PR #2986, opened 2021-03-23
Fix #2952: Add support for disabling practice tab

### LINKED ISSUE #2952: Need support for disabling the practice tab
Since there are very few questions available in production, we need to be able to disable the practice tab so that users don't run into a broken or confusing experience. This will be used in the next alpha release.

BenHenning:
## Explanation
Fix #2952

Introduces support for disabling the practice tab in the topic fragment. This is done via a new Dagger boolean qualified by ``EnablePracticeTab``. In order to easily disable the tab, ``TopicTab`` has been updated to actually compute/manage both tab positions and count based on whether the practice tab should be enabled.

Some other minor refactoring was done in ``TopicTab`` to try and consolidate tab-specific resources & strings into a single location which avoids extra ``when`` statements elsewhere.

I verified that TopicFragmentTest is also passing locally when run with Espresso on a Nexus 5X.


rt4914:
@BenHenning Does this PR still needs a review?

anandwana001:
I will review this today.

anandwana001 (approved):
LGTM, Thanks @BenHenning

anandwana001:
https://github.com/oppia/oppia-android/pull/3072 blocked on this PR as #2986 has a lot of change around `topicTab` enum and TopicInfo which also requires here in this PR. 
@rt4914 Could you review this pr so we can merge it asap.

app/src/main/java/org/oppia/android/app/topic/revisioncard/PracticeTabModule.kt
```diff
@@ -0,0 +1,12 @@
+package org.oppia.android.app.topic
+
+import dagger.Module
+import dagger.Provides
+
+/** Provides dependencies corresponding to the practice tab. */
+@Module
+class PracticeTabModule {
```
rt4914: I think by mistake this file shifted to `revisioncard` package.

rt4914 (approved):
LGTM, one nit change and rest is blocked on tests.

BenHenning:
Ack thanks for the notice of blocking @anandwana001. I'm working to get all upstream work this depends on in. Nearly everything before this PR is now in review (only #2985 isn't yet).

app/src/main/java/org/oppia/android/app/topic/revisioncard/PracticeTabModule.kt
BenHenning: Nice catch. Fixed (will be visible in the next push to this branch).

BenHenning:
Thanks @anandwana001 & @rt4914 for the reviews.

@rt4914 given some new modules were migrated, your earlier comment, and the new test to verify the tab properly hides, PTAL again when you get a chance.

app/src/sharedTest/java/org/oppia/android/app/topic/TopicFragmentTest.kt
```diff
@@ -214,8 +225,39 @@ class TopicFragmentTest {
...
+              R.id.topic_tabs_container
+            )
+          )
+        )
+      )
+    }
+  }
+
+  @Test
+  fun testTopicFragment_practiceTabDisabled_practiceTopicTabIsNotDisplayedInTabLayout() {
```
rt4914, line 247: I think there should be tests to check that on configuration-change the tab remains hidden/visible.

rt4914 (approved):
@BenHenning Overall LGTM. Suggested to add one test case. 
Not blocking this PR on that test suggestion.

BenHenning:
Only Bazel failure was RevisionCardActivityLocalTest which seems to be due to a network flake (a Maven dependency failed to download). I think we can safely ignore this and avoid needing to re-run Bazel tests before merging this PR in.

app/src/sharedTest/java/org/oppia/android/app/topic/TopicFragmentTest.kt
BenHenning: Nice idea. Done.

BenHenning:
Thanks for the review! I added the suggest test change & verified that TopicFragmentTest is passing locally with Espresso.

Note I'll probably cancel the Bazel tests per my comment above & verifying tests passing locally. I'd prefer to get the whole chain in quickly since I'll be verifying that Bazel is passing at the end (after #3116 is merged).

PR #2992, opened 2021-03-23
Update compute_affected_tests.sh

BenHenning:
Update affected targets script to work on versions of git older than 2.22. See https://stackoverflow.com/a/6245587 for specifics.

I ran into this locally--I'm using git 2.7.4 and can't seem to update it, so having the more compatible approach seems ideal.


anandwana001 (approved):
LGTM

PR #3014, opened 2021-03-25
Enable D8 dex merging

BenHenning:
## Explanation
This enables D8 dex merging in Bazel builds since it seems the compatibility version doesn't seem to work with the latest SDK tools (31.0.1).

https://github.com/bazelbuild/bazel/issues/10287#issuecomment-584822816 has a bit more context on why these particular flags are necessary.

Note that the binary building successfully on CI should be a sufficient check to ensure nothing has regressed. I've verified locally that the build runs.


jcqli (approved):
LGTM

BenHenning:
Thanks!

PR #3017, opened 2021-03-25
Fix #2953: Add support for concept cards in revision cards

### LINKED ISSUE #2953: Concept cards don't open from revision cards
**Describe the bug**
Concept cards don't seem to open when attempted from concept cards.

**To Reproduce**
1. Open new fractions lesson in the alpha build
2. Navigate to revision tab
3. Open 'Comparing Fractions'
4. Tap ``convert them into fractions with the same denominator Open Concept Card``
5. Observe that nothing happens

**Expected behavior**
Concept cards should open when tapped from any place.

**Additional context**
This issue might be alpha-branch specific, and I didn't check if concept cards are working in explorations or questions (though questions will be disabled for alpha MR2).

BenHenning:
## Explanation
Fix #2953.

Adds support for opening concept cards from revision cards. This follows the traditional boilerplate for integration & testing for concept cards.

Note that this PR updates the second subtopic of the fractions topic to include an arbitrary link to a concept card to make it easier to access them, and to verify the integration. This, in turn, required a slight change to two existing tests that, for unknown reasons, were specifically verifying that no rich-text was included in the subtopic (which is now no longer true with the addition of the concept card).

Note also that RevisionCardFragmentTest was updated to conditionally use proto assets when running in Bazel and JSON when running in Gradle (to ensure the textproto changes are also tests, and that the revision card loading pipeline for protos is at least partially correct via tests).

The new tests do not validate the exit flow since that requires interacting with the concept card's toolbar, and there's not a clear way on how to do this in a Robolectric-friendly way. This unfortunate reality is also reflected for exploration & question concept card tests.

Note that RevisionCardFragmentTest has been verified as passing locally via Espresso.


BenHenning:
TODO: need to add tests & update some JSON lessons to support triggering this locally.

BenHenning:
This is now ready for review. @rt4914 PTAL.

app/src/main/java/org/oppia/android/app/topic/revisioncard/RevisionCardFragmentPresenter.kt
```diff
@@ -74,4 +88,10 @@ class RevisionCardFragmentPresenter @Inject constructor(
       oppiaLogger.createRevisionCardContext(topicId, subTopicId)
     )
   }
+
+  override fun onConceptCardLinkClicked(view: View, skillId: String) {
+    ConceptCardFragment
+      .newInstance(skillId)
+      .showNow(fragment.childFragmentManager, CONCEPT_CARD_DIALOG_FRAGMENT_TAG)
```
rt4914, line 95: The const `CONCEPT_CARD_DIALOG_FRAGMENT_TAG` is defined in `StatePlayerRecyclerViewAssembler`.
Considering that now this fragment is getting used outside of `player` too. I think we should shift this to `ConceptCardFragment`

rt4914 (approved):
Once suggestion otherwise LGTM

BenHenning:
WalkthroughFinalFragmentTest failed due to a Maven flake--I'll make sure it passes locally. TopicControllerTest seems to be legitimately failing since it's failing both on Bazel & Gradle. I will address it & verify it's passing before merging this.

Otherwise, I'll be prioritizing the non-Bazel tests per https://github.com/oppia/oppia-android/pull/2986#issuecomment-826033128.

app/src/main/java/org/oppia/android/app/topic/revisioncard/RevisionCardFragmentPresenter.kt
BenHenning: Nice catch, and good suggestion. Moved to the fragment's companion object & tested affected tests locally to ensure nothing broke.

BenHenning:
Ah. It appears that TopicControllerTest was just failing due to the concept card description text being updated. The local fix was pretty easy (use ``contains`` instead of ``isEqualTo`` since exact equality doesn't seem particularly important for this test).

Confirming this & other failing/affected tests from addressing the comment above are passing:

image

BenHenning:
I also verified that RevisionCardFragmentTest is passing locally via Espresso.

BenHenning:
Gradle test failed with an unrelated LogUploadWorkerTest flake.

app/src/main/java/org/oppia/android/app/topic/revisioncard/RevisionCardFragmentPresenter.kt
rt4914: Sounds good.

PR #3023, opened 2021-03-29
Revert "Enable D8 dex merging"

BenHenning:
Reverts oppia/oppia-android#3014

It turns out that my issue was actually due to upgrading my build tools version past 31.0 which we don't currently support. While switching to R8 is preferable, it doesn't currently work with desugared classes. This seems like a Bazel issue that needs to be addressed, but we can mitigate it for now by keeping D8 compat and ensuring we don't use newer Android build tools.


jcqli (approved):
Huh interesting, this LGTM

BenHenning:
Thanks!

__TASK STATEMENT__
Begin with the line above that has "1. Open new" and continue through the line that has "Note also that", setting each one down exactly. Stop there.

__RESPONSE__
1. Open new fractions lesson in the alpha build
2. Navigate to revision tab
3. Open 'Comparing Fractions'
4. Tap ``convert them into fractions with the same denominator Open Concept Card``
5. Observe that nothing happens

**Expected behavior**
Concept cards should open when tapped from any place.

**Additional context**
This issue might be alpha-branch specific, and I didn't check if concept cards are working in explorations or questions (though questions will be disabled for alpha MR2).

BenHenning:
## Explanation
Fix #2953.

Adds support for opening concept cards from revision cards. This follows the traditional boilerplate for integration & testing for concept cards.

Note that this PR updates the second subtopic of the fractions topic to include an arbitrary link to a concept card to make it easier to access them, and to verify the integration. This, in turn, required a slight change to two existing tests that, for unknown reasons, were specifically verifying that no rich-text was included in the subtopic (which is now no longer true with the addition of the concept card).

Note also that RevisionCardFragmentTest was updated to conditionally use proto assets when running in Bazel and JSON when running in Gradle (to ensure the textproto changes are also tests, and that the revision card loading pipeline for protos is at least partially correct via tests).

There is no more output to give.